**ACTIVITY:** Your task is to reproduce exactly the lines that run from the beginning of the data through the line where "Currently OpenMP code" appears.

**SOURCE DATA:**
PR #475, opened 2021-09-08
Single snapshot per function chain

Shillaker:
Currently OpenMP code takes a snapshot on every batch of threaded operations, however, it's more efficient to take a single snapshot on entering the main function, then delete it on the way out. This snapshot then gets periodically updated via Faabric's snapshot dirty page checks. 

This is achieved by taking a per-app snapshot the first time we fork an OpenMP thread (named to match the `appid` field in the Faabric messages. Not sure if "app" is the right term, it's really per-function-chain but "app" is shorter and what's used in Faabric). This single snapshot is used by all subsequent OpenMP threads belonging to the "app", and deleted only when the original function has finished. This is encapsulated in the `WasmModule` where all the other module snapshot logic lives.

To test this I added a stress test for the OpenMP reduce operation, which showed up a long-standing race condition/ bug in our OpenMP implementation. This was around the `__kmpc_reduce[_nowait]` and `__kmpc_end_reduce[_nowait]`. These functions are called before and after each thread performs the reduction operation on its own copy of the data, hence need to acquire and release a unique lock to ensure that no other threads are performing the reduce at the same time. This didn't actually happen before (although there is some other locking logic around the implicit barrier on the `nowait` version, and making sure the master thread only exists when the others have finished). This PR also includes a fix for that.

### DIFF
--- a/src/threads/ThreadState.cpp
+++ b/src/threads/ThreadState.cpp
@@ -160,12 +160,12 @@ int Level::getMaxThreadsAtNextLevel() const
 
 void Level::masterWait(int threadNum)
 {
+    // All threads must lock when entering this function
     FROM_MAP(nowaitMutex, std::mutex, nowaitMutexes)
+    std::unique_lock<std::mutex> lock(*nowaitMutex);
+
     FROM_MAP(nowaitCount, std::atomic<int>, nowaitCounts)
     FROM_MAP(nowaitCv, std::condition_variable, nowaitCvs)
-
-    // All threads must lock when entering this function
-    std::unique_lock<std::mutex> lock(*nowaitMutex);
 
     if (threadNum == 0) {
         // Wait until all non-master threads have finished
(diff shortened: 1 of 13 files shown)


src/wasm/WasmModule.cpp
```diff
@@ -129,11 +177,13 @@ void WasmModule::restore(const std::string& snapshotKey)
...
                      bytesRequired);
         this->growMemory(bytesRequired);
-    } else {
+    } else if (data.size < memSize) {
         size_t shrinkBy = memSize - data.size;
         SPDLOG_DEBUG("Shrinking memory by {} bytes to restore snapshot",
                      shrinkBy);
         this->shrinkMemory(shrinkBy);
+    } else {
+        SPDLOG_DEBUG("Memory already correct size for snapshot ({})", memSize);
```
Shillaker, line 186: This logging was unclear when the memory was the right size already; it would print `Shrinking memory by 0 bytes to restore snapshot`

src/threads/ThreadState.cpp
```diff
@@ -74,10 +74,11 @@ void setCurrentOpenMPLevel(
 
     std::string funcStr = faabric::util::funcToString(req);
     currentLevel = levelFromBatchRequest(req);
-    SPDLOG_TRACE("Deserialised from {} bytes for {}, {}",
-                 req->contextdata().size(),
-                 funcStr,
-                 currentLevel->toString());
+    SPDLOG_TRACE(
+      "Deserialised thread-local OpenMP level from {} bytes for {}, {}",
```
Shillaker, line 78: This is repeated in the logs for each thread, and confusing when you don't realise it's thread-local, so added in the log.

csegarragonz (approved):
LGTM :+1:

**ANSWER SPACE:**
PR #475, opened 2021-09-08
Single snapshot per function chain

Shillaker:
Currently OpenMP code takes a snapshot on every batch of threaded operations, however, it's more efficient to take a single snapshot on entering the main function, then delete it on the way out. This snapshot then gets periodically updated via Faabric's snapshot dirty page checks. 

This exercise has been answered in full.